他言無用
ん? スマホ画面を改めてみると、文章に続きがあるみたいだが……
指を画面に当てて、動かして見たら『ハーちゃんより』と書いてあった。
さらに画面を動かすと『追伸:なお、わらわから指示されたという事は他言無用』
おい……
僕が突っ込もうとしたが、その前に樒が口を開く。
「有森ちゃん。ここに追伸があるけど読んだ?」
「はい? 読みましたけど……」
「書いてある意味、分かった?」
「その……最初の方は分かったのだけど、最後に書いてある言葉の意味が分からなくて……『ほかことむよう』ってどういう意味ですか?」
樒は困ったような顔をした後、僕とミクちゃんを見比べてからミクちゃんの肩を叩く。
「ミクちゃん。説明お願い」
「はーい。あのねえ、有森さん」
ミクちゃんは、スマホ画面に表示されている『他言無用』を指さす。
「これは『ほかことむよう』じゃなくて『たごんむよう』と読むのよ」
「ああ、そうなのですか」
「それでえ、他言無用の意味は『誰にも言ってはいけないよ』という事」
これが小六と中一の学力差なのか? それともこの子が国語に弱いのか、ミクちゃんが陰陽師の教育を受けていたからなのか?
「そうだったのですか。え? 私……喋っちゃった」
「良いのよ、良いのよ、気にしなくて。小学生相手に、難しい言葉を使う方が悪いのだから」
「え……でも……」
「それに、最初の方に『誠意をこめてお願いするぞよ』って書いてあったじゃない。包み隠さずすべてを話さないと、誠意なんて無いわよ」
「はあ、そうですね。私も誠意をこめろと言われたから、隠し事はしちゃいけないのかなって」
「それでいいのよ。それでさあ、有森さんはまだ、寒太君を生き返らせるのはやめて欲しいのかな?」
有森さんは、しばしの間沈黙した。
少しして、絞り出すように言葉を紡ぐ。
「分からないのです」
分からない?
「最初は、寒太君なんて死んじゃえばいいと思っていました。でも……寒太君を、踏切に置き去りにしたあの日、私は凄く怖くなってしまったのです」
まあ、そうだろうな。いくら憎くても、自分が直接手を下したわけじゃなくても、人の死に関わってしまったら辛いだろう。

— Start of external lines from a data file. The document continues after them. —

PR #377, opened 2017-02-03
Adds monorepo bootstrap

delambo:
- Moves all packages to the `/packages` directory
- Changes the bootstrap script from ugly bash code to some decent looking JavaScript which should mostly work cross-platform
- symlinks local packages across the monorepo package dependencies


bootstrap.js
```diff
@@ -0,0 +1,58 @@
...
+
+// Install the root package.json first so that we can use shelljs.
+installPackage(process.cwd());
+const shell = require('shelljs');
+
+// Install all of the monorepo packages.
+packages.forEach(pkg => installPackage(pkg.path));
+
+// Symlink monorepo package dependencies to local packages.
+packages.forEach((pkg) => {
```
elisechant: how does this system resolve dependency clashes when you flatten here? for example: if one of your monorepo packages depends on [given module]@2.2.0 and a sibling package depends on version [given module]@1.9.0. Do you assume that your project will include both versions of dependency?

delambo: All of the  kyt-specific dependencies in the monorepo should be in sync with the latest published versions. Symlinking makes it easy to do local development on a specific kyt package and its respective kyt dependencies (eg changes to kyt-core and kyt-utils). It's true that this makes the assumption that things will stay in sync, but the symlinks are also easy to override after bootstrap if there is an issue or you want to test against a specific version. Let me know if I can clarify more.

elisechant: so the assumption is that the last package which contains dependency of said version will be the chosen version as it was the last symlinked? Wondering if this has caused or might cause interdependency related errors in the past/future? Do you have a recommended approach to ensuring the dependencies as you say as "latest published versions"? do you suggest to use `@latest` for example? Or how do you sanity check this in terms of upgrading workflow?  Should this code emit warnings to handle this case for example?

ccpricenytimes: This tool is just for local development so you can make changes without having to constantly reinstall node_modules. All published packages will have pinned dependencies.

For example:
I want to add a new utility to kyt-utils to use in a command in kyt-core. When I bootstrap for local development kyt-utils is symlinked in my node_modules for kyt-core and I can make changes directly in my files and see those changes as I run and test kyt-core locally. When I'm ready to commit changes I would update and publish a new version of kyt-utils and then use that pinned version as the dependency of kyt-core. 

Dependencies that we don't manage (eg. jest, shelljs) will always use versions from npm even in local development.

CONTRIBUTING.md
```diff
@@ -24,23 +24,29 @@ We feature [recommended starter-kyts](/docs/commands.md#recommended-starter-kyts
...
+```
+git clone git@github.com:NYTimes/kyt.git
+yarn run bootstrap
+```
+There are commands for bootstrapping, testing and linting all of the monorepo packages in the root directory package.json file. 
 
 ### bootstrap
 
-Bootstrap` will set you up with a clean slate. Every time it is run, it will remove and re-install the node_modules across all of the kyt packages. It will also link `kyt-cli` so you can run it locally on the command line.
+Bootstrap` will set you up with a clean slate. Every time it is run, it will remove and re-install the node_modules across all of the packages, npm link `kyt-cli` and `kyt` so you can run them locally on the command line, and symlink local monorepo dependencies..
```
ccpricenytimes: I think you need to move the `

packages/kyt-starter-static/build/publicAssets.json
```diff
@@ -0,0 +1 @@
+{"main":{"js":"http://localhost:3001/main.js"}}
```
ccpricenytimes: we should add these files to the gitignore

packages/kyt-starter-universal/package.json
```diff
@@ -24,6 +24,7 @@
   },
   "devDependencies": {
     "enzyme": "^2.4.1",
+    "kyt": "next",
```
ccpricenytimes: can we double check to make sure this works during setup

delambo: I think we should pin it to the latest published version of kyt. Updated.

packages/kyt-starter-static/package.json
```diff
@@ -23,6 +23,7 @@
   },
   "devDependencies": {
     "enzyme": "^2.4.1",
+    "kyt": "0.3.0",
```
ccpricenytimes: this should be 0.4.0 since these have .babelrc's yeah?

PR #400, opened 2017-02-15
Expand version range of yarn for Travis

julianvmodesto:
### Issue
[Yarn on Travis](https://docs.travis-ci.com/user/languages/javascript-with-nodejs/#Travis-CI-supports-yarn) is installed as the latest, which is now 0.20.3. Our bootstrap.js file checks for 0.19.0, so builds fail with:

```
0.20.3
❌  update your version of yarn: npm i yarn@^0.19.0 -g
```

「寒太君が生きていると分かった時は、すごくほっとしました。でも、また寒太君が帰ってくると思うと怖くて……」
ハッ! うっかりしていたけど、寒太は大丈夫か?
有森さんの言っている事を聞いて、悪霊化していないだろうか?
え?
寒太の方を見ると、涙を流していた。
「寒太。泣いているのか?」
「俺……馬鹿だった。やっと分かったよ。俺……有森に、ヒドい事をしていたって……嫌われて当然だよな」
寒太……
「でもさ、俺が生き帰っても、また有森をイジメると思う」
「どうしてだよ? 分かったのなら、やめればいいだけだろ」
寒太は首を横に振る。
「無理だ。俺は、自分がどんな奴だか分かっている。俺は、誰かをイジメたいという気持ちが、抑えきれなくなるんだ。もし生き返って、有森をイジメるのをやめたとしても、今度は別の誰かをイジメると思う。俺はそういう奴なんだよ」
そのまま寒太はロックさんのところへ行った。
「死神のお兄さん。もう、良いよ。俺の魂の緒を切っちゃってくれ」
ロックさんは渋い顔をして答える。
「まあ、待て。まだ生き返れないわけじゃない」
「でも、生き返ったら俺……また悪い事をしそうだし……」
「おまえなあ、自分のやっていた事が悪い事と分かったのなら、生き返ってから、それを直していけばいいじゃないか」
「でも……」
「それにだな、閻魔様の許可が下りていないので、まだおまえの魂の緒を切る事はできないんだよ」
ん? 強い霊気が来る。
この霊気は?
霊気の流れてくる方向へ目を向けると、空間が歪んでいる。
その空間の歪みから、這い出してきたのは黒いワンピースを纏った女の子。
シーちゃん! 帰ってきちゃったか!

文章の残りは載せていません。